Exercise aim:
Among the lines of data below, reproduce only those from the one with "Avoid significant refactorings." through the one with "Should we persist this state in the manifest?", exactly as they stand, both ends included.

(Stored items)

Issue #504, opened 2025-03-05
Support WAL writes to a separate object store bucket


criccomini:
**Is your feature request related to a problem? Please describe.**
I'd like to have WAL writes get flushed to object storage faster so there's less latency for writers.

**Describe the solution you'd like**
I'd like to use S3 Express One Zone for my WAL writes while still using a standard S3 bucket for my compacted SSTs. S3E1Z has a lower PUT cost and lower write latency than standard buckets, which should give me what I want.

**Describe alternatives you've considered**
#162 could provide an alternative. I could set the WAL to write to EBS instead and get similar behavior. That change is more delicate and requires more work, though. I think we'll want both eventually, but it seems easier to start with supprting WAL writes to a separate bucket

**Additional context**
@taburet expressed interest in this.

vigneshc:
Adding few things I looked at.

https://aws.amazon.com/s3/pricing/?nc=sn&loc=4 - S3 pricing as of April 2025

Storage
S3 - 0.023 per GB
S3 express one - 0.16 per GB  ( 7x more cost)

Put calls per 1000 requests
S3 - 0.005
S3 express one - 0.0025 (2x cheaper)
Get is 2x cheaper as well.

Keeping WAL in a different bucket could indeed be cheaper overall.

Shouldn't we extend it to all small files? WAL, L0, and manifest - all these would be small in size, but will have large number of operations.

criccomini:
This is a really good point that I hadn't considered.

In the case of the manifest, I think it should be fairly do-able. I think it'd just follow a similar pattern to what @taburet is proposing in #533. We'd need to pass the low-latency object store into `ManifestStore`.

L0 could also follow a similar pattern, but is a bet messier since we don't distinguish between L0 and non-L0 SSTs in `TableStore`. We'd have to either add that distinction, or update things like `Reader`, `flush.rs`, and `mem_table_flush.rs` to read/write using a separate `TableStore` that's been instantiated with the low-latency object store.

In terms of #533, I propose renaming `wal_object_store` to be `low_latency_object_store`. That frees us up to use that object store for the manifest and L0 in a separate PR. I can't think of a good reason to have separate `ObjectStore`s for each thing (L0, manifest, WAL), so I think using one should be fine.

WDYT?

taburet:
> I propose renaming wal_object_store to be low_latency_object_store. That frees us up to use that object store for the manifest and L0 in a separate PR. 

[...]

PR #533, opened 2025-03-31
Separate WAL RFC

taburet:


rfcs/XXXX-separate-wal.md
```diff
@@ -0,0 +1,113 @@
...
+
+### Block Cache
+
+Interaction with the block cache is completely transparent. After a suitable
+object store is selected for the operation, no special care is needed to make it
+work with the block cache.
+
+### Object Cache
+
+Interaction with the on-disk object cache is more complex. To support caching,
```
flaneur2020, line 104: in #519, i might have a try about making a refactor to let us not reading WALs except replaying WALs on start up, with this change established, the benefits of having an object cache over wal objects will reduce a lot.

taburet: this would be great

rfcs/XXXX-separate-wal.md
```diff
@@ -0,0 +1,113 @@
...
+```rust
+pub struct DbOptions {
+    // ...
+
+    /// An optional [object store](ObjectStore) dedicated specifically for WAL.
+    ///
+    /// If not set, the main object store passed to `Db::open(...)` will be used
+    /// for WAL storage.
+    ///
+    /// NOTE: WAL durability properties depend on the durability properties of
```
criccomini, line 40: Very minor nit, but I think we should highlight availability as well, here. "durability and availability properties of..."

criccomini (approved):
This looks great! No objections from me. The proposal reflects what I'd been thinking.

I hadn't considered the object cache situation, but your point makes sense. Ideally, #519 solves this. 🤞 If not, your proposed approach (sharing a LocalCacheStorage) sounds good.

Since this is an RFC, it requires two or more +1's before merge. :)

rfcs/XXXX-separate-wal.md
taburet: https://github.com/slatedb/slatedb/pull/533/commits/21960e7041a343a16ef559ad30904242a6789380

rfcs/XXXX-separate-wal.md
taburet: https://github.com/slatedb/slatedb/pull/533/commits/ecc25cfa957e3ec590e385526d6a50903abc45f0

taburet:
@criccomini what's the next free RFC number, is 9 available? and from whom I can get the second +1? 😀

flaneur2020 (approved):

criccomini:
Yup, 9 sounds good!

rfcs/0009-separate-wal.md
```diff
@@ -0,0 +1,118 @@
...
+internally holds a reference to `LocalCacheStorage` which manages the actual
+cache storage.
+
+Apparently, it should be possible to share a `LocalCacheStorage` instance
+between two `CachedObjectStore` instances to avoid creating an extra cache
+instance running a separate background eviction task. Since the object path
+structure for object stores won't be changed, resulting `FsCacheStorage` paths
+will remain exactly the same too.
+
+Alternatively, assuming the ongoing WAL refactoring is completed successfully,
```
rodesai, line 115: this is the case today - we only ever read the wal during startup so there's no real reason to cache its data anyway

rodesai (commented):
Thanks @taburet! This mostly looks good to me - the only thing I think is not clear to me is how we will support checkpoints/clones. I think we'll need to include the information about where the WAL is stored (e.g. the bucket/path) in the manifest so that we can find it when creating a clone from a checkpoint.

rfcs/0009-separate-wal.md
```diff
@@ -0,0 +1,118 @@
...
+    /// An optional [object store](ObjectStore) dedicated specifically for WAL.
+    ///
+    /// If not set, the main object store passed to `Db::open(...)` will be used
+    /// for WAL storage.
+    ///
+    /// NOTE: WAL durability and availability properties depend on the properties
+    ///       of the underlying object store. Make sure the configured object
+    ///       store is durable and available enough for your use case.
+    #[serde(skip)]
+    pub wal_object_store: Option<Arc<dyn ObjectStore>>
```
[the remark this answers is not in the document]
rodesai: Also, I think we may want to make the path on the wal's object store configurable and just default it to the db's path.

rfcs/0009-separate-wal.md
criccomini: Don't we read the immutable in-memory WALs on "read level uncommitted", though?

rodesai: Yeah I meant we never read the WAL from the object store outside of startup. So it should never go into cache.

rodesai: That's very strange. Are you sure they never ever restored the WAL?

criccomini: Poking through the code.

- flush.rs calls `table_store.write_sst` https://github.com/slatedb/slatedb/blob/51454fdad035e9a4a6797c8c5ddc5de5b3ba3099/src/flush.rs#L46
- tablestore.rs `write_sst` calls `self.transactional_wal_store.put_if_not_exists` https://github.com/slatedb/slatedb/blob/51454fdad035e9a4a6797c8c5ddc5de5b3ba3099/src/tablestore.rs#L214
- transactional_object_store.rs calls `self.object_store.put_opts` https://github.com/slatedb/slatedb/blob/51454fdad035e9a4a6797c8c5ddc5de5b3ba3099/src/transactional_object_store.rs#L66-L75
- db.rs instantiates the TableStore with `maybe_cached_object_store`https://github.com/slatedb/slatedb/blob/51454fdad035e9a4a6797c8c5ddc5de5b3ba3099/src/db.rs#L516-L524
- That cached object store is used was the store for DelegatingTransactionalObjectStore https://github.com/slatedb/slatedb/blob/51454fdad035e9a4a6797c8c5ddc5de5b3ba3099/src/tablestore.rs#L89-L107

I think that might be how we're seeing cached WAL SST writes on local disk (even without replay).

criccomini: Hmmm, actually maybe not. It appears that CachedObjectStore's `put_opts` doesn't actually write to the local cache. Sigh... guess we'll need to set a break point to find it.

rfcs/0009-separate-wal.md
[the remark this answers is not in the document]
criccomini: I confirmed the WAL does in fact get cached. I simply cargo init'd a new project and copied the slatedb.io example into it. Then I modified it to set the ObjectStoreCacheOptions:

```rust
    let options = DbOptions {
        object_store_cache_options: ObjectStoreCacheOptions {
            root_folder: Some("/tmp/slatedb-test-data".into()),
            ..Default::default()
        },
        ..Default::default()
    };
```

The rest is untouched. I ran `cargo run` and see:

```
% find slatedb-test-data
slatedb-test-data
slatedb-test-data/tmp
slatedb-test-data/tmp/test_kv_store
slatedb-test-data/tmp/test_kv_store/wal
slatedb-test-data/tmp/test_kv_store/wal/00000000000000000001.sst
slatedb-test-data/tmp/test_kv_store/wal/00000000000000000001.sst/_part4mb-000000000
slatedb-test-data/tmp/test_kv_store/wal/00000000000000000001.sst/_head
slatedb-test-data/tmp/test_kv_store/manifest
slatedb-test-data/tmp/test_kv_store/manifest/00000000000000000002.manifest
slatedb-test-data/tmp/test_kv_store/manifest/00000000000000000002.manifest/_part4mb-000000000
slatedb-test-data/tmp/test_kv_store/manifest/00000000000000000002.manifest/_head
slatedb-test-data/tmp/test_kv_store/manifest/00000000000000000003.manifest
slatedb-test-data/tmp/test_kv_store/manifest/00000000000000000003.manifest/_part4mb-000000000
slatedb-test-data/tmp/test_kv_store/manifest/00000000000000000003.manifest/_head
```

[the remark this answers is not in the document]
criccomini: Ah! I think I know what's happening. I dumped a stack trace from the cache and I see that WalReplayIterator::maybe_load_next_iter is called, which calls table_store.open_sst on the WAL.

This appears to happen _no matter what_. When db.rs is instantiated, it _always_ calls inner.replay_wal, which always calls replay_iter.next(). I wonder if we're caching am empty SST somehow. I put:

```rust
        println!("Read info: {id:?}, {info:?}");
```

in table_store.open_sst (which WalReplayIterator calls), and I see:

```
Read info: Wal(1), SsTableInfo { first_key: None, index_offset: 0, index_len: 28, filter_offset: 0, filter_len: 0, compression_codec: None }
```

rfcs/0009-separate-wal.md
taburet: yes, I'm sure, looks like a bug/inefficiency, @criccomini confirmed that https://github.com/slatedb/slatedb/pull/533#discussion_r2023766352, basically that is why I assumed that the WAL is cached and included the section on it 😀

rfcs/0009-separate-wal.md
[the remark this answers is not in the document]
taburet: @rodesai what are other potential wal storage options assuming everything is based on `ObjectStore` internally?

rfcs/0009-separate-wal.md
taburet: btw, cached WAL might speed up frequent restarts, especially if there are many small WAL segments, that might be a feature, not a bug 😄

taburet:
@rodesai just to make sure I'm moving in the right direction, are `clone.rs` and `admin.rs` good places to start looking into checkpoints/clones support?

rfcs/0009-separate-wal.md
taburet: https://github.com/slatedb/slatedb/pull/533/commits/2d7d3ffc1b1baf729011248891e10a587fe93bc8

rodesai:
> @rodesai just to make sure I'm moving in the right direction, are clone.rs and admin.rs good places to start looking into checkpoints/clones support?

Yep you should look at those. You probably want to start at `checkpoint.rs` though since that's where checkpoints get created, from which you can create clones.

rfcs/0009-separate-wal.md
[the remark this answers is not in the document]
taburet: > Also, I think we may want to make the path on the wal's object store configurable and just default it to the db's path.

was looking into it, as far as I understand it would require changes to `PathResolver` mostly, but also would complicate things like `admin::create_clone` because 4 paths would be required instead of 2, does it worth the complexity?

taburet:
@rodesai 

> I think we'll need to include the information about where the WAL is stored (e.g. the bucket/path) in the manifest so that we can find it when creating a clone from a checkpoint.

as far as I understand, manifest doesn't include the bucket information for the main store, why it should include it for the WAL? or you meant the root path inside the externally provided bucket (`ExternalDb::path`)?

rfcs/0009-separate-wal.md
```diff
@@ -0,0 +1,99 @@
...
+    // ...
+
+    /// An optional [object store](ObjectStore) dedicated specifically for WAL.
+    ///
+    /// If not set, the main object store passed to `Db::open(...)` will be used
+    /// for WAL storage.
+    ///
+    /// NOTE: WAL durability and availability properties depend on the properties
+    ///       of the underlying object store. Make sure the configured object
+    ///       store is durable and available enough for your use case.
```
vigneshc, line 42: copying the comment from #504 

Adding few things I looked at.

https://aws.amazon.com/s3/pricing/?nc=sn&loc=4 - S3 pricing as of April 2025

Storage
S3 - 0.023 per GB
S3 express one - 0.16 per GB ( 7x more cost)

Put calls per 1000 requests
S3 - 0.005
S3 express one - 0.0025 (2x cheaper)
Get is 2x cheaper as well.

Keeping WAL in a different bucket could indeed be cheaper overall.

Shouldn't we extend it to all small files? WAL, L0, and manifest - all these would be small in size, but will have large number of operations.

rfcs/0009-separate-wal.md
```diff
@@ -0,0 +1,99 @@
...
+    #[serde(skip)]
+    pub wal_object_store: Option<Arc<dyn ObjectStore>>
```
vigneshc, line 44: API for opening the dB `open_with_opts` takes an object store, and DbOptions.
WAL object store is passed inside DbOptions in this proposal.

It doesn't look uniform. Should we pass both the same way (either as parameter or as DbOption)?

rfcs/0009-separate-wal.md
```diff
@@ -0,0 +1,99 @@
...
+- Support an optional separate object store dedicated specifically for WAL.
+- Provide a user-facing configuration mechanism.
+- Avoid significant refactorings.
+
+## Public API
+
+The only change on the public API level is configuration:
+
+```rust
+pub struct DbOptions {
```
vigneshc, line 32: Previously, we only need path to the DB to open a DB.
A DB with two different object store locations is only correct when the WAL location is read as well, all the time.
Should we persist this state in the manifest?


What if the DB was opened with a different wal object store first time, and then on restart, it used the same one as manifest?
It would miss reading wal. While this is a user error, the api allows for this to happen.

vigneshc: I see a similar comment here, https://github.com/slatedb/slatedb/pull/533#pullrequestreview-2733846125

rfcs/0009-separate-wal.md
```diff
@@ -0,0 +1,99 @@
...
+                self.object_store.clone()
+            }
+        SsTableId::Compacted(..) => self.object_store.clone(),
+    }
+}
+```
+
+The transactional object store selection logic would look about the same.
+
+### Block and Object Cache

Solution to the problem:
+- Avoid significant refactorings.
+
+## Public API
+
+The only change on the public API level is configuration:
+
+```rust
+pub struct DbOptions {
```
vigneshc, line 32: Previously, we only need path to the DB to open a DB.
A DB with two different object store locations is only correct when the WAL location is read as well, all the time.
Should we persist this state in the manifest?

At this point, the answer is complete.